- _Saved data entries_:
- - -

PR #1211, opened 2020-09-15
Session tracks

cmdcolin:
This is a very simple minimal set of changes to allow session tracks

Notes

1) Very minimal set of changes, checks if admin mode in addTrackConf, diverts to rootModel.jbrowse if so, otherwise adds to session.sessionTracks
2) Then we generateHierarchy(session.tracks.concat(session.sessionTracks)) for the hierarchical track selector

This is very minimal nicely and allows refreshing the page and keeping your added track if it is a URL

Other notes
1) Does not know how to handle refreshing a local file that was opened, might want to check for that
2) Has xss related to config callbacks in the URL

### DIFF
--- a/plugins/data-management/src/HierarchicalTrackSelectorWidget/components/Contents.js
+++ b/plugins/data-management/src/HierarchicalTrackSelectorWidget/components/Contents.js
@@ -119,7 +119,7 @@ function Contents({
         })}
       </FormGroup>
       {doneLoading ? null : <CircularProgress />}
-      {categories.map(([name]) => (
+      {categories.sort().map(([name]) => (
         <Category
           key={name}
           model={model}
--- a/plugins/data-management/src/HierarchicalTrackSelectorWidget/components/Contents.js
+++ b/plugins/data-management/src/HierarchicalTrackSelectorWidget/components/Contents.js
@@ -36,54 +36,19 @@ function Contents({
     hierarchy = hierarchy.get(pathEntry) || new Map()
   })
 
-  const initialTrackConfigurations = []
-  const initialCategories = []
+  const trackConfigurations = []
+  const categories = []
   Array.from(hierarchy)
-    .slice(0, 50)
+    .slice(0)
     .forEach(([name, contents]) => {
       if (contents.trackId) {
-        initialTrackConfigurations.push(contents)
+        trackConfigurations.push(contents)
       } else {
-        initialCategories.push([name, contents])
+        categories.push([name, contents])
       }
     })
-  const [categories, setCategories] = useState(initialCategories)
-  const [trackConfigurations, setTrackConfigurations] = useState(
-    initialTrackConfigurations,
-  )
-
-  useEffect(() => {
-    function loadMoreTracks() {
-      const numLoaded = categories.length + trackConfigurations.length
-      const loadedTrackConfigurations = []
-      const loadedCategories = []
-      Array.from(hierarchy)
-        .slice(numLoaded, numLoaded + 10)
-        .forEach(([name, contents]) => {
-          if (contents.trackId) {
-            loadedTrackConfigurations.push(contents)
-          } else {
-            loadedCategories.push([name, contents])
-          }
-        })
-      setCategories(categories.concat(loadedCategories))
-      setTrackConfigurations(
-        trackConfigurations.concat(loadedTrackConfigurations),
-      )
-    }
-
-    const handle = requestIdleCallback(loadMoreTracks)
-
-    return function cleanup() {
-      cancelIdleCallback(handle)
-    }
-    // eslint-disable-next-line react-hooks/exhaustive-deps
-  }, [hierarchy.size, categories.length, trackConfigurations.length])
-
   const { assemblyManager } = getSession(model)
   const assembly = assemblyManager.get(assemblyName)
-  const doneLoading =
-    categories.length + trackConfigurations.length === hierarchy.size
 
   const showRefSeqTrack =
     top &&
@@ -118,7 +83,6 @@ function Contents({
           )
         })}
       </FormGroup>
-      {doneLoading ? null : <CircularProgress />}
       {categories.sort().map(([name]) => (
         <Category
           key={name}
--- a/plugins/data-management/src/HierarchicalTrackSelectorWidget/components/Contents.js
+++ b/plugins/data-management/src/HierarchicalTrackSelectorWidget/components/Contents.js
@@ -1,12 +1,11 @@
 import { getSession } from '@gmod/jbrowse-core/util'
 import { getConf } from '@gmod/jbrowse-core/configuration'
-import CircularProgress from '@material-ui/core/CircularProgress'
 import Divider from '@material-ui/core/Divider'
 import FormGroup from '@material-ui/core/FormGroup'
 import { makeStyles } from '@material-ui/core/styles'
 import { observer, PropTypes as MobxPropTypes } from 'mobx-react'
 import propTypes from 'prop-types'
-import React, { useEffect, useState } from 'react'
+import React from 'react'
 import Category from './Category'
 import TrackEntry from './TrackEntry'
 
--- a/plugins/linear-genome-view/src/BasicTrack/baseTrackModel.tsx
+++ b/plugins/linear-genome-view/src/BasicTrack/baseTrackModel.tsx
@@ -294,8 +294,16 @@ const BaseTrackWithReferences = types
   .actions(self => ({
     activateConfigurationUI() {
       const session = getSession(self)
+      const view = getContainingView(self)
       if (isSessionModelWithConfigEditing(session)) {
-        session.editConfiguration(self.configuration)
+        // @ts-ignore
+        const newTrackConf = session.editTrackConfiguration(self.configuration)
+        if (newTrackConf !== self.configuration) {
+          // @ts-ignore
+          view.hideTrack(self.configuration)
+          // @ts-ignore
+          view.showTrack(newTrackConf)
+        }
       }
     },
   }))
--- a/plugins/linear-genome-view/src/BasicTrack/baseTrackModel.tsx
+++ b/plugins/linear-genome-view/src/BasicTrack/baseTrackModel.tsx
@@ -5,19 +5,12 @@ import { ElementId } from '@gmod/jbrowse-core/util/types/mst'
 import { MenuItem } from '@gmod/jbrowse-core/ui'
 import { getSession, getContainingView } from '@gmod/jbrowse-core/util'
 import { getParentRenderProps } from '@gmod/jbrowse-core/util/tracks'
-import {
-  types,
-  getSnapshot,
-  getRoot,
-  Instance,
-  IAnyStateTreeNode,
-} from 'mobx-state-tree'
+import { types, Instance } from 'mobx-state-tree'
 import InfoIcon from '@material-ui/icons/Info'
 import React from 'react'
 import Button from '@material-ui/core/Button'
 import Typography from '@material-ui/core/Typography'
 
-import { AnyConfigurationModel } from '@gmod/jbrowse-core/configuration/configurationSchema'
 import { LinearGenomeViewModel } from '../LinearGenomeView'
 
 // these MST models only exist for tracks that are *shown*.
--- a/plugins/linear-genome-view/src/BasicTrack/baseTrackModel.tsx
+++ b/plugins/linear-genome-view/src/BasicTrack/baseTrackModel.tsx
@@ -175,6 +175,8 @@ const BaseTrack = types
       return (
         isSessionModelWithConfigEditing(session) &&
         // @ts-ignore
+        session.adminMode &&
+        // @ts-ignore
         session.sessionTracks.findIndex(track => {
           // @ts-ignore
           return track.trackId === self.configuration.trackId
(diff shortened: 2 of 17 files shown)


garrettjstevens (commented):
I think this is mostly good. Just a couple thoughts:

* Session tracks need some way of showing that they are session tracks in the track selector. Maybe they have their own section, or styling, or something.
* When not in admin mode, non-session tracks shouldn't have a configure button.

cmdcolin:
I was pairing with rob and we made it so it automatically clones a track when someone tries to configure settings on a root track, which automatically creates a session track. 

The session tracks get a category also

garrettjstevens:
That looks cool. I seem to be having the config editor pop up even if I click "Cancel" on the `confirm`, though.

Also, I'm a bit worried about users changing the category of their session tracks and forgetting which one is a session track.

cmdcolin:
I guess my feeling is if they want to change the categories, they should be allowed. I don't want to limit the category organization too much. Maybe as an alternative the track selector could have an option to "show session tracks only" or something like this

garrettjstevens:
I agree, being able to change the categories is best. I was thinking we could maybe have some sort of background shading or typography change on the sessions tracks in the track selector.

cmdcolin:
Regarding adding an indicator for session tracks it may be useful. But then, maybe they should just be in a single hierarchy, and cannot be edited out of the hierarchical category? Then the hierarchical category could have a different color heading perhaps? I dunno the right behavior for this.


I think right now, the behavior is fairly confusing. The fact that clicking the gear icon makes you clone the track by default is weird. This could be accomodated but it needs a lot of walkthrough
I made a sketchup of how that could look

Here is a series of screenshots that could show the prompts that help you see what is happening when you clone a track. It is still "clicking on the gear icon starts this process" which is weird. I encourage you to try showing the live demo e.g. http://s3.amazonaws.com/jbrowse.org/code/jb2/alpha/session_tracks/index.html?config=test_data%2Fvolvox%2Fconfig.json&session=eJztVd9P2zAQ_lciP21SCymjY8sbQzDQOtbRimqaUOUkl8QicTLbTdtV-d93tksSRkAFbQ-T9lCpuR_fd3f-7NsQTjMgHrngCmJBFcu5o0AqB1Y0K1IgPZJRETNOPLdHQkGXIGYsVAnx3rw77JGSwVIS7_uGsBBhWAMz1zCYrtaFJhgxDlR8BJ5ncI1J6MmjSIIar4h34LqI7hdjEPrT3XOHSMZkkdI1hFcQI55lERBd2ooDFR8jiFRUKFMccKxgiEiDHoaVICSgIaKphB6hUkLmp-ttcpmnZb4i1Q3WJ2hw22ph-G0QRZ_k-aip_ThlMc-AKznVwehIgMUJ0h4MkTjIecTihW27Bu-nOY_7Amgo-7Ls-zTrD9667oE7HLhHR4cDRBmzFBaFxfS29D--np6Ft-XM9xv-dlzDPXAfcm-6U0yPF-HOtc0Lkz5frX9iNm_PzKQ6JtVZMpU4k2vnVZAX69eOTSL3h60nezdunHZAUSC5WGurMwEpjeDsEaCbhrRQIFqNfKDZ8daICqHZKA_qXheCYYTW2Tykiu5bmv2uHvcwlVQ9FGgIK52bvhwHf4xUVaVlhnAClaZR7MivtqYHZ1E7MG9SxmdA1UJAR3iHszJsk8vxSY66pjHc14zPL8fh2ef309NGMw-CG-EcPqGbjrRni0fyIthiPFNBrcw_LKNWX42c5ML_pwT3u-JaTXXpqMNrMCSkECj9rmor4zEG61Jlki_vMoinxAKszerXWvSLmbAQzrE8zbZ9XhvTF8zXS6F2mVOZGMpcTG1pCUMSESQsoCmxJEZtI-pDKtvcJ_jqgtDLYwuoC1iyMAZlRtBGmraZ6svxeER9V84fC5kZIqKvS5rSwiyUDU4qYilWNYWV0qOzW7Br-1V3F-00ZO2a7hnrMk7ad9I66wJwy-k_Oy8Xfc40UKyE2U7DesJnm-D4gWVdcFy4PND3cWOkZK7etNmhj67M5z4juz8b_zfOX9g4vZe9LjfVLzSPm8s or this one which does not automatically popup the edit config dialog http://s3.amazonaws.com/jbrowse.org/code/jb2/alpha/session_tracks_noeditpopup/index.html?config=test_data%2Fvolvox%2Fconfig.json&session=eJztVd9P2zAQ_lciP21SCymjY8sbQzDQOtbRimqaUOUkl8QicTLbTdtV-d93tksSRkAFbQ-T9lCpuR_fd3f-7NsQTjMgHrngCmJBFcu5o0AqB1Y0K1IgPZJRETNOPLdHQkGXIGYsVAnx3rw77JGSwVIS7_uGsBBhWAMz1zCYrtaFJhgxDlR8BJ5ncI1J6MmjSIIar4h34LqI7hdjEPrT3XOHSMZkkdI1hFcQI55lERBd2ooDFR8jiFRUKFMccKxgiEiDHoaVICSgIaKphB6hUkLmp-ttcpmnZb4i1Q3WJ2hw22ph-G0QRZ_k-aip_ThlMc-AKznVwehIgMUJ0h4MkTjIecTihW27Bu-nOY_7Amgo-7Ls-zTrD9667oE7HLhHR4cDRBmzFBaFxfS29D--np6Ft-XM9xv-dlzDPXAfcm-6U0yPF-HOtc0Lkz5frX9iNm_PzKQ6JtVZMpU4k2vnVZAX69eOTSL3h60nezdunHZAUSC5WGurMwEpjeDsEaCbhrRQIFqNfKDZ8daICqHZKA_qXheCYYTW2Tykiu5bmv2uHvcwlVQ9FGgIK52bvhwHf4xUVaVlhnAClaZR7MivtqYHZ1E7MG9SxmdA1UJAR3iHszJsk8vxSY66pjHc14zPL8fh2ef309NGMw-CG-EcPqGbjrRni0fyIthiPFNBrcw_LKNWX42c5ML_pwT3u-JaTXXpqMNrMCSkECj9rmor4zEG61Jlki_vMoinxAKszerXWvSLmbAQzrE8zbZ9XhvTF8zXS6F2mVOZGMpcTG1pCUMSESQsoCmxJEZtI-pDKtvcJ_jqgtDLYwuoC1iyMAZlRtBGmraZ6svxeER9V84fC5kZIqKvS5rSwiyUDU4qYilWNYWV0qOzW7Br-1V3F-00ZO2a7hnrMk7ad9I66wJwy-k_Oy8Xfc40UKyE2U7DesJnm-D4gWVdcFy4PND3cWOkZK7etNmhj67M5z4juz8b_zfOX9g4vZe9LjfVLzSPm8s)

Or show them the screenshots

untitled (1)
t1111111
t1111

I find that it is quite hard to explain. The dialog process could help but it is not obvious why cloning is needed and why clicking a gear icon would start this whole process


Alternatively, we should not have to clone a track to edit settings. I think there is a case for not doing this

cmdcolin:
Try showing this demo to someone who is not familiar with jbrowse *

garrettjstevens:
Here's my idea for this:

#### Each track has a menu

image

image

#### There's a tooltip on the configure that explains how to get an editable copy

image

#### A session track has an icon identifying it as such

image

cmdcolin:
I just pushed a change that makes it use a fork icon for all non-session tracks

t1


It moves tracks to a "Session tracks" category when forked

It does not try to automatically popup an edit configuration dialog after forking, or automatically swap the track out from the view, which the previous code was doing

cmdcolin:
I like the ... format, so I'm not tied to this fork format. I am basically, even though it's a technical term, also open to using the term fork instead of copy also. Even if it doesn't really perfectly make sense when copy is ok, I kind of like the notion of talking about fork rather than copy.


To compare this with the ... format

Encountering a greyed out thing that says
"This track's configuration is not editable." to me is a subtly bad experience, even though it tells you what to do next.

With the fork icon, they just have to fork, and might consider just doing it out of curiosity and then theyll discover their new track has a gear icon. This way they do not have to confront the fact that they cannot "edit" a track.

That is some subtle UX design stuff but I don't like the fact we can't edit tracks, so any way to spin it to a positive seems good to me

cmdcolin:
I'll add the ... menu

cmdcolin:
added the dot-dot-dot menu

Logic is duplicated across TrackLabel (where a track model MST is instantiated) and HierarchicalTrackSelector (where we only have configuration object)

cmdcolin:
Note that the requestIdleCallback load more tracks logic was removed because the observable sort of conflicts with useState....I feel like I had seen that type of thing before but forget details.

Also, if there are ideas about the above "issue" of duplicated logic, and maybe it should be centralized somehow, let me know

cmdcolin:
This now uses a sort of obscure feature of configuration schemas where they can be extended with views, actions, etc

Used this to make trackConf.fileMenuOptions


This allows us to perform track manipulations given just a track conf, so the hierarchical track selector and track label can use the same logic for example.

This uses some logic where the configurations, which are not in the session, want to get the session for this logic, so it calls getRoot(self).session

If this seems like it is in general a bad idea, we can find another way, but I believe the deduplicating the "file menu" was sort of conceptually nice here

plugins/data-management/src/HierarchicalTrackSelectorWidget/components/Contents.js
```diff
@@ -36,54 +35,19 @@ function Contents({
...
-    }
-
-    const handle = requestIdleCallback(loadMoreTracks)
-
-    return function cleanup() {
-      cancelIdleCallback(handle)
-    }
-    // eslint-disable-next-line react-hooks/exhaustive-deps
-  }, [hierarchy.size, categories.length, trackConfigurations.length])
-
```
garrettjstevens, line 82: Any reason the partial loading of tracks was removed? This was an attempt to make long track selector lists more responsive.

plugins/linear-genome-view/src/BasicTrack/baseTrackModel.tsx
```diff
@@ -74,7 +84,60 @@ const generateBaseTrackConfig = (base: any) =>
...
+      explicitIdentifier: 'trackId',
+      views: (self: unknown) => ({
+        get fileMenuItems() {
+          let session: any
+          const config = self as IAnyStateTreeNode
+          try {
+            session = getSession(config)
+          } catch (e) {
+            // TODO likely want a better way to do this
+            session = getRoot(config).session
```
garrettjstevens, line 97: Maybe we just make getSession smarter to handle this situation.

garrettjstevens (commented):
The options on a track conf are interesting, I can see how it would be nice to have things there instead of a transient model. How will plugins add to the track selector menu?

Also, I'd like to suggest that when a copy of a track is made, it's given the same category as the original track and given some sort of visual cue that it's a session track. My reasoning is:

* Currently, if you are scrolled down so that the top of the track selector is not visible and you copy a track, since you can't see the "session tracks" category, you can't tell that anything happened.
* If tracks are already categorized, it seems good to keep the categories so that people can find things more easily.
* If people change the title category of a session track currently, there's no way to tell anymore that it's a session track.

plugins/data-management/src/HierarchicalTrackSelectorWidget/components/Contents.js
cmdcolin: Caused failure when a track was deleted, appeared to remain in the useState and get rendered after track deletion and caused a reference error. I thought track deletion would be a good demo to get into place and this was the only way I got it to work

cmdcolin: I had seen this at least once before where the interaction of usestate and observer components resulted in some stale values but can't remember when. Could try to reproduce

plugins/linear-genome-view/src/BasicTrack/baseTrackModel.tsx
cmdcolin: I made the logic for this move to session

cmdcolin: Called session.getTrackActionMenuItems(trackConf)

cmdcolin:
>The options on a track conf are interesting, I can see how it would be nice to have things there instead of a transient model. How will plugins add to the track selector menu?

This would now be done similar to what exists on the track. The session contains "track actions" and provides a trackActions menu item list.


>>Also, I'd like to suggest that when a copy of a track is made, it's given the same category as the original track and given some sort of visual cue that it's a session track. My reasoning is:

>Currently, if you are scrolled down so that the top of the track selector is not visible and you copy a track, since you can't see the "session tracks" category, you can't tell that anything happened.
>If tracks are already categorized, it seems good to keep the categories so that people can find things more easily.
>If people change the title category of a session track currently, there's no way to tell anymore that it's a session track

I personally like the session track category. I think it makes it a separate thing that you have ownership of, it is at the top, and is sort of similar in a way that the connections tracks get their own separate hierarchy

cmdcolin:
I have taken a next step towards this and forcing session tracks to be go into a session tracks category, not mixing with the rest of the track list

plugins/data-management/src/HierarchicalTrackSelectorWidget/components/Contents.js
```diff
@@ -118,8 +82,7 @@ function Contents({
           )
         })}
       </FormGroup>
-      {doneLoading ? null : <CircularProgress />}
-      {categories.map(([name]) => (
+      {categories.sort().map(([name]) => (
```
cmdcolin, line 85: maybe add option for no-sort too

rbuels:
In the interests of time, let's try keeping the session tracks in a separate category as implemented here, and see how it goes.

rbuels:
Merge when ready

garrettjstevens (approved):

- - -

The first line of the records begins the span, and the line containing "1) Very minimal" ends it. Reproduce that span exactly, both ends included.

PR #1211, opened 2020-09-15
Session tracks

cmdcolin:
This is a very simple minimal set of changes to allow session tracks

Notes

1) Very minimal set of changes, checks if admin mode in addTrackConf, diverts to rootModel.jbrowse if so, otherwise adds to session.sessionTracks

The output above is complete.